Source material:
|---|

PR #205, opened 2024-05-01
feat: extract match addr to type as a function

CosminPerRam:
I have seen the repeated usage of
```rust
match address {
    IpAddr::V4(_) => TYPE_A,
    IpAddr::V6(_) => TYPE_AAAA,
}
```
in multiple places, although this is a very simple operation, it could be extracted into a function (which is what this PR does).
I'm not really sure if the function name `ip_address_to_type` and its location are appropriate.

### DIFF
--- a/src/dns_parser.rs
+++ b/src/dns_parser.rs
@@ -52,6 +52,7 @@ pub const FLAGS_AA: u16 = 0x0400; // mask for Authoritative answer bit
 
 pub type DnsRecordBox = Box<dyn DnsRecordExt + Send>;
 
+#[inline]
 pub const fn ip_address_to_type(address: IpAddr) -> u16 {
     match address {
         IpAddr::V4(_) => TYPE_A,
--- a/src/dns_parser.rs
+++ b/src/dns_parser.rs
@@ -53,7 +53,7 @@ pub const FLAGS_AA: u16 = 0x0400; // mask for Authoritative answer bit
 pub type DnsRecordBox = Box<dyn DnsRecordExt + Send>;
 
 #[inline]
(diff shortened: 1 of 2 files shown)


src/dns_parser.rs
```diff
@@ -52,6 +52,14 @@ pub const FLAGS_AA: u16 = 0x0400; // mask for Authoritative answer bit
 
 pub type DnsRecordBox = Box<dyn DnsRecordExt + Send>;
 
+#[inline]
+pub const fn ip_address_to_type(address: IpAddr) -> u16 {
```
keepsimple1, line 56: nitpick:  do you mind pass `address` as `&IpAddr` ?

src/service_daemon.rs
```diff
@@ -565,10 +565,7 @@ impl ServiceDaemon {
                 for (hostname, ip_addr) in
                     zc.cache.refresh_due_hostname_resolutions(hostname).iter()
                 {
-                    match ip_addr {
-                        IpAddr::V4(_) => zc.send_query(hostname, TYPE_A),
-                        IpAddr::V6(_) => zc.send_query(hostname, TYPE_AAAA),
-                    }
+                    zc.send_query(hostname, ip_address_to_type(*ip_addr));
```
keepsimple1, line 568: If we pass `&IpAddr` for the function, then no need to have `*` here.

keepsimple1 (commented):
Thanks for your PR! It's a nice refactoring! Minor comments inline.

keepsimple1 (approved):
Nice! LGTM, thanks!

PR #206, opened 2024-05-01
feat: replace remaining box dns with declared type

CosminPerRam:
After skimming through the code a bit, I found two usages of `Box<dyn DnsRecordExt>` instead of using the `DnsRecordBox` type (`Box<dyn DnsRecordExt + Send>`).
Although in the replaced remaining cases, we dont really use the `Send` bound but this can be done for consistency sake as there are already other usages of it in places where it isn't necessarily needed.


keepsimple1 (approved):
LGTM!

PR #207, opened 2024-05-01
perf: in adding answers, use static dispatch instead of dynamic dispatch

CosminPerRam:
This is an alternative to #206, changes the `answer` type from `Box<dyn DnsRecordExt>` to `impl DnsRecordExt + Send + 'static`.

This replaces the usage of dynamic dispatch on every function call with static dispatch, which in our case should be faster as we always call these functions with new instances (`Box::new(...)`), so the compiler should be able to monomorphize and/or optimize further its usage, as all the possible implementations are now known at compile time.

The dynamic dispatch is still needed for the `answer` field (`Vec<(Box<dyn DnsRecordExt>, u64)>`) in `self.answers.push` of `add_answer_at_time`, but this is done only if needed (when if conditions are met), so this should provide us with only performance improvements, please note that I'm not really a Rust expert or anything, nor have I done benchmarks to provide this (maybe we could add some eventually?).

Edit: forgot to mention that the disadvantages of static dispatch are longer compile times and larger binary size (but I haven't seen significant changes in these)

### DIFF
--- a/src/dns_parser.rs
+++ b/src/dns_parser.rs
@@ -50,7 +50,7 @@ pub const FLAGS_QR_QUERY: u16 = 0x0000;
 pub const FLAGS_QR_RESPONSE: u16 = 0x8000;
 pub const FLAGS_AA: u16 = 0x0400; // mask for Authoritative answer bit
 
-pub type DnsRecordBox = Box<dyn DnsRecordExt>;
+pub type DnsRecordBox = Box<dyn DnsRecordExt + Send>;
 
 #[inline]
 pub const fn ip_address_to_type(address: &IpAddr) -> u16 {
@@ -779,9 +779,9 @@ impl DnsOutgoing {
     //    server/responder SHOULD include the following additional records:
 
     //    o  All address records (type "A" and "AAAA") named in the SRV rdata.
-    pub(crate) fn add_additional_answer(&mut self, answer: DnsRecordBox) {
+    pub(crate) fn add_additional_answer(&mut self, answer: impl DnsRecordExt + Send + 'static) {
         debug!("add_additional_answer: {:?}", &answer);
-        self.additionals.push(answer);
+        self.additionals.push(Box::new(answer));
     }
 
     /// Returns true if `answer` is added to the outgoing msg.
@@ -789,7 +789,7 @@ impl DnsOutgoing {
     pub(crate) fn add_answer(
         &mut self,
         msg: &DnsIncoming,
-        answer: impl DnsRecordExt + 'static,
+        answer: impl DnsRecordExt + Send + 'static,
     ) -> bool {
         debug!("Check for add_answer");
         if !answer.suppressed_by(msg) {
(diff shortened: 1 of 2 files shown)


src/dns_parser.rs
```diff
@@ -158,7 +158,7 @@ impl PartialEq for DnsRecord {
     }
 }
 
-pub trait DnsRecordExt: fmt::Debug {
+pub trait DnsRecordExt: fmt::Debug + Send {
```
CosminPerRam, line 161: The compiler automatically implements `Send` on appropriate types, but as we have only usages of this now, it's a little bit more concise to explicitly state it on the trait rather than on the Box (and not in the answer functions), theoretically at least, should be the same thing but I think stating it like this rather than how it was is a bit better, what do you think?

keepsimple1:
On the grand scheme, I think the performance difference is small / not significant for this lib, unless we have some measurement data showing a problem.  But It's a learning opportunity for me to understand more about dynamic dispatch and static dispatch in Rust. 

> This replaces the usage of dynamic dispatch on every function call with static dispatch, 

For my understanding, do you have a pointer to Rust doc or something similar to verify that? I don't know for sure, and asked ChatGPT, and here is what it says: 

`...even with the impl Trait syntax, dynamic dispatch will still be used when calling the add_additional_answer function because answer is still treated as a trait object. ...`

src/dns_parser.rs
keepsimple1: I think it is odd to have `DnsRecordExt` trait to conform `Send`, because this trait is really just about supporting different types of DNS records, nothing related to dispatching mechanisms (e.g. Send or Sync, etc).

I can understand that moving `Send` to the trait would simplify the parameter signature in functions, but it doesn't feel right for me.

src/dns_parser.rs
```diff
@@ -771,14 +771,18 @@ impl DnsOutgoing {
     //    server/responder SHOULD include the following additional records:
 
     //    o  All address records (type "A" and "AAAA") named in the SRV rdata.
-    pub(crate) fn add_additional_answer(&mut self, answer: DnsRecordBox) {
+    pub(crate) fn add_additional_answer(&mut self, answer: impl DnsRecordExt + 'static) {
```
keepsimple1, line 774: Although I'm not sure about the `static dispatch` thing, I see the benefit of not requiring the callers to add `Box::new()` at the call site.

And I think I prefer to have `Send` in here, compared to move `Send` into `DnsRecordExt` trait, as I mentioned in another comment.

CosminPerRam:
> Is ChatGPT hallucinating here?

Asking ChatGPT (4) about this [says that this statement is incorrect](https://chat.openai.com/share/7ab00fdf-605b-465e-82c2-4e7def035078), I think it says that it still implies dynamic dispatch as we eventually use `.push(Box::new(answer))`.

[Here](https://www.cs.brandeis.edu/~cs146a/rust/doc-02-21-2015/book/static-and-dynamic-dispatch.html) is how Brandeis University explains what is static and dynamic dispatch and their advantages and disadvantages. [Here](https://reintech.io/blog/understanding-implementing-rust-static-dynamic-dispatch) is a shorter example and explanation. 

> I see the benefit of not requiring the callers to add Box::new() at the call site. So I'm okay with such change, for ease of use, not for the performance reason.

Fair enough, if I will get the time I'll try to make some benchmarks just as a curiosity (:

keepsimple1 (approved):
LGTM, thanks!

|---|

Work to complete:
Only the lines containing "usages" are needed; copy each of them from the data.

Final answer:
After skimming through the code a bit, I found two usages of `Box<dyn DnsRecordExt>` instead of using the `DnsRecordBox` type (`Box<dyn DnsRecordExt + Send>`).
Although in the replaced remaining cases, we dont really use the `Send` bound but this can be done for consistency sake as there are already other usages of it in places where it isn't necessarily needed.
CosminPerRam, line 161: The compiler automatically implements `Send` on appropriate types, but as we have only usages of this now, it's a little bit more concise to explicitly state it on the trait rather than on the Box (and not in the answer functions), theoretically at least, should be the same thing but I think stating it like this rather than how it was is a bit better, what do you think?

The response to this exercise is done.